In this study, we characterized the frequency of Treg cells in the peripheral blood of 159 children. To the best of our knowledge, this is the largest number of allergic asthmatic children analyzed using multi-parameter flow cytometry for Treg cell frequency determination. Our findings demonstrated a statistically significant association between increased frequency of Treg cells and intermittent or chronic ICS use. This association was independent of asthma disease severity, allergic sensitization, gender, BMI, or other atopic disease status. These findings indicate that ICS use is associated with an elevation in Treg cell frequency and that intermittent ICS use is sufficient for this systemic change to occur. This increase in Treg cell frequency observed with ICS use represents 1% of the total CD4+ cells and approximately 17% of the Treg cells. Moreover, these data suggest that inhaled corticosteroids may work by shifting the balance of adaptive immune responses toward Treg cell predominance. Lastly, our findings suggest that ICS treatment is an important covariate to consider in studies of Treg cells in asthma.
In this study, CD4 + CD25 + CD127lo/- T cells were used to define Treg cells. Recent work from our group utilizing multi-parameter flow cytometry alongside the demethylation status of a region of the Foxp3 promoter (Treg specific demethylated region,TSDR) found the strongest positive relationship using CD4 + CD25 + CD127lo/- T cells as the Treg cell defining phenotype when compared to CD4 + CD25 + CD127lo/-Foxp3+ T cells. This finding suggests Foxp3 protein levels may not be constantly detectable using flow cytometry in bona fide Treg cells. Thus, multi-parameter flow cytometry using CD25 and CD127 to define Treg cells is reliable for quantification of CD4+ T cells expressing high levels of Foxp3 protein and demethylation at TSDR.
The impact of corticosteroids on Treg cells in asthma has not been extensively studied. It has been reported that corticosteroid exposure leads to increased Foxp3 mRNA expression in peripheral blood CD4+ T cells from adult asthmatics treated with oral and inhaled corticosteroids. Smyth et al. demonstrated an increased frequency of CD4 + Foxp3+ T cells in the bronchial alveolar lavage fluid (BALF) in adult patients with moderate-to-severe asthma compared to mild asthmatics and healthy controls, but did not account for medication use or atopic status of the patients. In our study, all of the moderate-to-severe asthmatics were on ICS, and a subset of the study subjects (16%) had one or more bursts of oral corticosteroids (OCS) during the study period. In contrast to ICS, the use of OCS was not significantly associated with increased Treg cell numbers (p = 0.80, data not shown). Our findings in peripheral blood suggest that the increased frequency of BALF Treg cells in the study by Smyth et al. might also be secondary to ICS use. Hartl et al. studied a small number of children with symptomatic asthma (n = 18) demonstrating diminished BALF Treg cell, defined as CD4 + CD25hi, frequency with normalization after initiation of ICS use compared to control groups. Yuksek et al. noted an increase in peripheral blood Treg cells, defined as CD4 + CD25hiFoxp3+, in a small number of asthmatic children (n = 16) after initiation of inhaled corticosteroids. In general, our data are in agreement with the observation that ICS use increases Treg cell frequency, and indicate that there are similar changes in the blood and airway. Our data further clarifies the relationship of ICS and Treg cells using a more rigorous definition of Treg cells with multi-parameter flow cytometry, an increased sample size, and presents a more thorough characterization of other atopic characteristics (allergic sensitization, asthma severity, atopic status).

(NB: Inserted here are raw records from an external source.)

PR #422, opened 2022-09-21
Overlay crash protection

magicus:
If an overlay crashes during rendering, log it, give user feedback and disable the overlay.

Also fixes issue in NpcDialogueOverlayFeature where the dialogue might not be cleared if the overlay was disabled while showing a dialogue, as discovered by testing this new crash protection. :)

I indent to push similar crash protection to other parts of "components" that are executed by our core framework in follow-up PRs.


Incompleteusern (approved):
Nice usage of disabling the overlay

Several mechanisms could contribute to a positive association between ICS use and increased Treg cells. For example, corticosteroids enhance Foxp3 transcription[37, 39]. Alternatively, ICS could alter homing characteristics of Treg cells, or represent a compensatory response to dampen ongoing lung inflammation. Similarly, the positive association between serum IgE and Treg cell frequency could represent a compensatory response to allergic inflammation. Additional studies are warranted to investigate longitudinal changes in Treg cells before and after ICS use. These lines of investigation would help support a mechanism of action for ICS and may serve as a prognostic indicator of response to therapy.
Recently, several studies have implicated Treg cell dysfunction in allergic asthmatics[4, 19]. Further analysis of Treg cells in our cohort, including quantifying the percentage of Foxp3+ T cells within the defined Treg cell population and MFI of Foxp3, did not reveal any significant differences with these indirect measurements of Treg cell function. This remained consistent when subjects were segregated by asthma, disease severity, or ICS use (data not shown). Studies further phenotyping the Treg cell compartment and analyzing functional characteristics are ongoing in our laboratory.